Hamas - Funding

Funding

As of 2009 the Council on Foreign Relations estimates Hamas's annual budget at $70 million.

In the early 2000s the largest backer of Hamas was Saudi Arabia, with over 50% of its funds coming from that country, mainly through Islamic charity organizations. An earlier estimate by the Israeli Ministry of Foreign Affairs estimated a $50 million annual budget, mostly supplied by private charitable associations but with $12 million supplied directly by Gulf states, primarily Saudi Arabia, and a further $3 million from Iran. In 2002, a Saudi Arabian charity, the Saudi Council to Support the Palestinian Intefada run by then Saudi Interior Minister Prince Nayef Bin Abdul Aziz stated the council will give the families of 102 Hamas militants killed, including eight suicide bombers, $5,340 each.

Saudi owned al-Taqwa Bank has been identified of holding money for Hamas as early as 1997. Jamie C. Zarate, former Deputy Assistant Secretary of the U.S. Treasury Department, told Congress that 60 million was moved to Hamas accounts with Al Taqwa bank. The Al Taqwa bank has also been used to launder funds for Al Qaeda. The funding by Saudi Arabia continued despite Saudi pledges to stop funding groups such as Hamas that have used violence, and its recent denouncements of Hamas' lack of unity with Fatah. According to the US State Department, Hamas is funded by Iran, Palestinian expatriates, and "private benefactors in Saudi Arabia and other Arab states." Saudi spokesman Adel Al Jubeir said that "no Saudi government money goes to Hamas, directly or indirectly." He added that it "very likely" that "some Saudi individuals" have provided financial support to Hamas.

In 2004, reports citing unidentified U.S. and Israeli intelligence officials indicated that Saudi funding for Hamas had been curtailed and replaced by other regional sponsors.

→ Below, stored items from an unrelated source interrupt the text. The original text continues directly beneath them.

PR #161, opened 2023-04-08
status: 2023q1: Foundation: last, this …

grahamperrin:
Consider the last report, entitled _FreeBSD Status Report Fourth Quarter 2022_. 

Expect this overall report to fall under a main heading (and HTML page title): 

> # FreeBSD Status Report First Quarter 2023

In this context – this report for this (first) quarter – the _last_ quarter is 2022q4 (that's what I thought when reviewing <https://reviews.freebsd.org/D39461>). 

jrm @Jehops clarified at <https://reviews.freebsd.org/D39461#898412>.  

Reduce ambiguity here. 

_During the first quarter of 2023, …_ is already non-ambiguous. 

Where _Last quarter_ is changed to _This quarter_, it's clear enough because it's in the midst of paragraphs that are solely about 2023.

### DIFF
--- a/website/content/en/status/report-2023-01-2023-03/freebsd-foundation.adoc
+++ b/website/content/en/status/report-2023-01-2023-03/freebsd-foundation.adoc
@@ -30,7 +30,7 @@ When we received our first million dollar donation, the plan was to use up to 10
 
 The 2023 budget is in the process of being approved by the board of directors and will be published once it is approved.
 
-Last quarter we received donations from Juniper, Tarsnap, Microsoft, and Stormshield.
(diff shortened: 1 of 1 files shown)


lsalvadore:
I will let @Jehops decide what is better here. To solve ambiguities about quarters, the best solution is maybe to simply tell what the quarter is: instead of using _last_ and _this_, we can use _2022q4_ and _2023q1_.

Jehops:
@grahamperrin Those changes took good to me.

grahamperrin:
Thank you both.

In June 2004 testimony before the Senate Governmental Affairs Committee, former Treasury Department General Counsel David Aufhauser quoted "informed intelligence sources" as saying that "for whatever reason, the money going to Hamas from Saudi Arabia has substantially dried up." Aufhauser indicated that Saudi financial support "has been supplemented by money from Iran and Syria flowing through even more dangerous rejectionist groups in the West Bank." Similarly, Israeli daily Maariv quoted in 2004 an unidentified Israeli military official as saying that "for the first time in years the Saudis have begun to reduce the flow of funds to Hamas and to the Gaza Strip." This source attributes this change largely to U.S. pressure on Saudi Arabia to stem the flow of funding to Hamas and other terrorist organizations. According to the US Drug Enforcement Administration (DEA), another reported funding source for Hamas is through the 21,000 Arabs of Palestinian and Lebanese descent who live in the Foz do Iguaçu area of the tri-border region of Latin America. According to Paraguayan Interior Minister Julio César Fanego, they have donated "something between $50 and $500 million" to 16 Arab extremist groups between 1999 and 2001, in amounts ranging from $500 to $2,000.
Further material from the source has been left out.